● **Problem**:
Repeat exactly, and only, the lines from the one containing "--- a/spotbugs/src/main/java/edu/umd/cs/findbugs/Plugin.java" through the last line of the data below.
········
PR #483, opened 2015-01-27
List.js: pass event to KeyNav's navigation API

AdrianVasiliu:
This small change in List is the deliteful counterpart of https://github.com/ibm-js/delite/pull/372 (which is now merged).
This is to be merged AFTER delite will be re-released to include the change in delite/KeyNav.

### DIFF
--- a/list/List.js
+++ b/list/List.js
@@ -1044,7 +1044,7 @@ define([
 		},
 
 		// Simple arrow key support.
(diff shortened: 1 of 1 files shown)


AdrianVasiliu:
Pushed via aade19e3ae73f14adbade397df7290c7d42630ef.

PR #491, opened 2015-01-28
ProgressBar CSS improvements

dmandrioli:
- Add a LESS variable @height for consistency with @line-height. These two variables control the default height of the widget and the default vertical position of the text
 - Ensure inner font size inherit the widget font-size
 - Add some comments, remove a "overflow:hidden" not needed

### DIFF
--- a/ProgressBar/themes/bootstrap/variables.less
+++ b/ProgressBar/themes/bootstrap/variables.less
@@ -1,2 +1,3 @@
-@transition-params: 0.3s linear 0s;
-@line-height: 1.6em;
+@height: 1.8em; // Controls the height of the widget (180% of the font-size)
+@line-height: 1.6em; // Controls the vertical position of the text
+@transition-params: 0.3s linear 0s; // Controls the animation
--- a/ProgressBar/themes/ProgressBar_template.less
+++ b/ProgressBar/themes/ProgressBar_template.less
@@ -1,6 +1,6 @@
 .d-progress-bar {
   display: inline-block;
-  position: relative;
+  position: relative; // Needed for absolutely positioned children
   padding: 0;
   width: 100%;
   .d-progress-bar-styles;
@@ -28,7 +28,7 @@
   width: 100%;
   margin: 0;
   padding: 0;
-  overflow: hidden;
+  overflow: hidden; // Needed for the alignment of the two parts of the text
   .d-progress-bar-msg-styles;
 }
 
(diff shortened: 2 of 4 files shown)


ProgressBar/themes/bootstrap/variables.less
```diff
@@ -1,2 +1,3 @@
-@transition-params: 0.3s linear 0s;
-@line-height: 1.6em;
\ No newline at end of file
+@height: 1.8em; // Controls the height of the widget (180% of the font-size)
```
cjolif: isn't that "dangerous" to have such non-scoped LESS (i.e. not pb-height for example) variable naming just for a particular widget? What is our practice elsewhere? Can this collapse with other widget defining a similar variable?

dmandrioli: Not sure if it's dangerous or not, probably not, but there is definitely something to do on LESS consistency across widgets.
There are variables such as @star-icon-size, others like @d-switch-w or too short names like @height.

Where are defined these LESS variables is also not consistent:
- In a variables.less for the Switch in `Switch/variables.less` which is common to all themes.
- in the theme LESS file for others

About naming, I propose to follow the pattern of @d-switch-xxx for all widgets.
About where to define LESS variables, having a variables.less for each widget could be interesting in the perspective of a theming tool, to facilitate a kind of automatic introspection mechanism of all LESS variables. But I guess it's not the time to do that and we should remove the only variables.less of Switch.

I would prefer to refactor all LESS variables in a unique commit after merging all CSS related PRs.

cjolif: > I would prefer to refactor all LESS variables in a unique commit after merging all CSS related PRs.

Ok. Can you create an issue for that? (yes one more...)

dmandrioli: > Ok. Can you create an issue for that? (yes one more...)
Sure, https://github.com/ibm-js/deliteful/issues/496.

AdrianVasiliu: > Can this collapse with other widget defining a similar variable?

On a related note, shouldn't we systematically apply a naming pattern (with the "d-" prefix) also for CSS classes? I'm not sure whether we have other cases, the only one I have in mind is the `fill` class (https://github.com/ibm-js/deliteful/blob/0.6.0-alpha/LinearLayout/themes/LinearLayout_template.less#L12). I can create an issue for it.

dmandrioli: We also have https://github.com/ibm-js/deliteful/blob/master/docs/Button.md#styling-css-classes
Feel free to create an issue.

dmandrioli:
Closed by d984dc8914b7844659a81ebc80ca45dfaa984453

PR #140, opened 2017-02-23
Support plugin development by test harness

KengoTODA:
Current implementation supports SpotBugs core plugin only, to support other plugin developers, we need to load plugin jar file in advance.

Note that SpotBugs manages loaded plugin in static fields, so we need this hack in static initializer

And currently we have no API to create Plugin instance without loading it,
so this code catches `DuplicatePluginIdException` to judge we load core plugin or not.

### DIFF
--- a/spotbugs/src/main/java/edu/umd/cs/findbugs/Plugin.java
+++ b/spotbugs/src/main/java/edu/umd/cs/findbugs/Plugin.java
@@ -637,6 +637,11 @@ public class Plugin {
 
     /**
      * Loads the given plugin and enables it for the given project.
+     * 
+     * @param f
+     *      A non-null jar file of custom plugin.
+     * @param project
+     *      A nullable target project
········
● **Answer box**:
--- a/spotbugs/src/main/java/edu/umd/cs/findbugs/Plugin.java
+++ b/spotbugs/src/main/java/edu/umd/cs/findbugs/Plugin.java
@@ -637,6 +637,11 @@ public class Plugin {
 
     /**
      * Loads the given plugin and enables it for the given project.
+     * 
+     * @param f
+     *      A non-null jar file of custom plugin.
+     * @param project
+     *      A nullable target project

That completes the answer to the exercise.